The Apostle Paul, I have always thought, would be a straight xhtml guy - a designer who creates and controls his own site. “See with what large letters I write to you” - the man was was a Coder, no doubt. He created business tent-shops, so web design would be the contemporary equivalent in today's e-business world. Paul would have used a notebook PC.
Peter, on the other hand, employed Silvanus to write his first letter. He would have used an easy blogging system like Typepad, Blogger, SquareSpace, InkNoise. And Silvanus would have set him up with a blogging editor like Ecto for his Mac. Yes, Peter's Mac. . . iBook, to be exact.
And What Would Jesus Do with all the blogging choices? I dont know . . . but if it was you thinking of blogging and not Jesus, you might check out the first stop for any budding theoblogian which is Jordon's Blog Round-up. And if you had more time, you would read some more thoughts on blogging from me and from Jordon.

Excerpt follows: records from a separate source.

PR #9632, opened 2020-10-12
xlet-settings.py: Take into account icon.svg prior to icon.png

claudiux:
Until now, when viewing an applet's settings, the `icon.png` icon was displayed in the panel, which could contrast with the applet icon itself and confuse the user.

From now on, if an `icon.svg` icon exists then this one is displayed first.


mtwebster:
This looks fine, but can you copy the info here into the commit message? (This way the reasoning is kept with the commit).

Thanks

claudiux:
@mtwebster Done.

Issue #9320, opened 2020-05-18
Tile size of a window in taskbar differs


AveryEmerous:
```
 * Cinnamon version - Cinnamon 4.4.8
 * Distribution - Manjaro 20.0.1
 * Graphics hardware *and* driver used - GTX 970, proprietary (440xx)
 * 32 or 64 bit - 64 bit
 * Attach /home/<username>/.xsession-errors, or /var/log/syslog
[xsession-errors.txt ](https://github.com/linuxmint/cinnamon/files/4647414/xsession-errors.txt)
 ```

**Issue**
Taskbar window tile size doesn't follow the title name but does after a restart of cinnamon desktop with ALT+F2 and r.

**Steps to reproduce**
- Have open windows with titles on.
- Restart Cinnamon.
- Voila.

**Expected behaviour**
Either to keep the sizes of the tiles as big as they are allowed or follow the size of the title.

icarter09:
@AveryEmerous can you provide a screen capture of what you are seeing? Thanks.

AveryEmerous:
Pre-restart:
![image](https://user-images.githubusercontent.com/58141819/82470794-754ad380-9ace-11ea-8f3e-0d45988e69a4.png)

Post-restart:
![image](https://user-images.githubusercontent.com/58141819/82470826-7f6cd200-9ace-11ea-8a40-45e708213ea0.png)

evg-zhabotinsky:
I can't reproduce this on Cinnamon 5.6.8 (LM 21.1), restarting Cinnamon in any manner doesn't seem to affect window button width any more.

PR #9638, opened 2020-10-14
[WIP] Added proper scaling of grouped window list's window buttons. (Fixing issue #9320)

dvivanov00:
Issue described in #9320 has been fixed. Window buttons will now always be as long as the text of the window name. Previously, such behaviour would only occur when the DE is restarted with Alt+F2 and "r" as the input command and only for pre-existing window buttons.

### DIFF
--- a/files/usr/share/cinnamon/applets/grouped-window-list@cinnamon.org/appGroup.js
+++ b/files/usr/share/cinnamon/applets/grouped-window-list@cinnamon.org/appGroup.js
@@ -449,7 +449,11 @@ class AppGroup {
             return;
         }
 
-        let width = MAX_BUTTON_WIDTH * global.ui_scale;
+        let iconNaturalSize = this.iconBox.get_preferred_width(forHeight);
+        let labelNaturalSize = this.label.get_preferred_width(forHeight);
+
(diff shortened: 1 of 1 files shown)


clefebvre:


```diff

Issues
======
- Added 2
           
```


See the complete overview on [Codacy](https://app.codacy.com/manual/cinnamon/Cinnamon/pullRequest?prid=6339745&bid=20593568)

mtwebster:
We had some discussion on this, and I think having the buttons all the same (pre-restart with current cinnamon) is the best way to go.

This is more consistent with other applets (and other desktops), as well as it's what users are expecting.  Most folks don't restart cinnamon much, if at all, so any change from the current initial behavior could be considered a regression.

Can you reverse the behavior here to keep the button sizes all the same?
Thanks

evg-zhabotinsky:
I can't reproduce the bug that this patch tried to fix (see #9320 )
Also, the behavior implemented by this patch now can be achieved without it, mostly "as is" by checking "use the entrie space available", and fully with the simple fix in #11608 by also setting "button width" to zero.
Therefore, I think this PR can be closed.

Whoever said that i am addicted to the fashionably hip and cool was . . . ABSOLUTELY CORRECT!
Take a look at this. Lomography VJ'ing at the Pyramids, May 27 and 31. DJ Electronische and avantegarde arabic tunes. How cool is that? And since I have been posting Lomographs on their site since 2001, some of the 2 million images taken from their site and used in the presentation could be mine. (Very unlikely though) I wonder if they need any more VJ's.
“Google [the almighty search engine] relies mostly on two criteria: The number of sites that link to yours and, to a lesser degree, the content of your page as it relates to the keywords selected. (For example, the number of times the words appear on that page).” Greg Boser, Google hacker
A simple formula can be manipulated and a post by Wired this morning talks about a guy that hacks Google for a living and his company called WebGuerilla. As for me, I am not smart enough to spell “WebGuerilla” without looking it up and I have never even registered on a search engine, nor taken any steps to rise above the lowly rank assigned to me by the blogsophere. I refuse requests from people who offer to “increase my rating”. I guess you could call me a Cyber-Calvinist.